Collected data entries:
-=-=-=-=-

PR #1045, opened 2022-11-18
Add setValue and getValue for ValueVector

ray6080:
- Removed `values` in `ValueVector`, instead: (1) expose templated get/setValue interface with a given data type; (2) expose getData() for cases we need access to raw pointers, e.g., need to reference a value inside the vector; memcpy values into/out of the ValueVector, etc.

- Removed `using namespace std` from `types.h`.
- Removed the exception test for "MATCH", which crashes on MacOS due to error signals.

### DIFF
--- a/src/common/include/vector/value_vector.h
+++ b/src/common/include/vector/value_vector.h
@@ -23,14 +23,10 @@ public:
 
     ~ValueVector() = default;
 
-    inline void setState(shared_ptr<DataChunkState> state_) { state = move(state_); }
-    void addString(uint64_t pos, string value) const;
-    void addString(uint64_t pos, char* value, uint64_t len) const;
+    inline void setState(shared_ptr<DataChunkState> state_) { state = std::move(state_); }
 
     inline void setAllNull() { nullMask->setAllNull(); }
-
     inline void setAllNonNull() { nullMask->setAllNonNull(); }
-
     inline void setMayContainNulls() { nullMask->setMayContainNulls(); }
     // Note that if this function returns true, there are no null. However, if it returns false, it
     // doesn't mean there are nulls, i.e., there may or may not be nulls.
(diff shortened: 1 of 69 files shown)


src/common/include/vector/value_vector.h
```diff
@@ -41,30 +37,46 @@ class ValueVector {
...
 
-    inline node_offset_t readNodeOffset(uint64_t pos) const {
+    template<typename T>
+    T getValue(uint32_t pos) const {
+        return ((T*)valueBuffer.get())[pos];
+    }
+
+    // Note: this function doesn't handle overflow for STRING and LIST.
+    template<typename T>
+    void setValue(uint32_t pos, T val) {
```
andyfengHKU, line 61: I would special template for ku_list and ku_string 

```
template<>
void setValue(uint32_t pos, ku_string val) {
     addString(pos, val)
}

```

test/processor/physical_plan/operator/orderBy/order_by_key_encoder_test.cpp
```diff
@@ -52,9 +52,8 @@ class OrderByKeyEncoderTest : public Test {
         for (auto i = 0u; i < numOfOrderByCols; i++) {
             shared_ptr<ValueVector> valueVector =
                 make_shared<ValueVector>(INT64, memoryManager.get());
-            auto intValuePtr = (int64_t*)valueVector->values;
             for (auto j = 0u; j < numOfElementsPerCol; j++) {
-                intValuePtr[j] = 5;
+                valueVector->setValue(j, (int64_t)5);
```
andyfengHKU, line 56: No need to change. Just curious
is setValue<int64_t>(j, 5) not working in this case?

andyfengHKU (approved):

src/common/include/vector/value_vector.h
ray6080: I think you mean string here. I add a specialized template for it.
For ku_list and ku_string, we expect their overflows are already properly populated inside the vector, and if not, they actually should go through ValueVectorUtils, instead of this interface.

test/processor/physical_plan/operator/orderBy/order_by_key_encoder_test.cpp
ray6080: It won't. So this is the part that the change can introduce unsafe code with potential bugs.
Let's discuss this in person to go over the options here.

-=-=-=-=-

For each line of the data that has the word "setState", report that line.

ANSWER SECTION:
-    inline void setState(shared_ptr<DataChunkState> state_) { state = move(state_); }
+    inline void setState(shared_ptr<DataChunkState> state_) { state = std::move(state_); }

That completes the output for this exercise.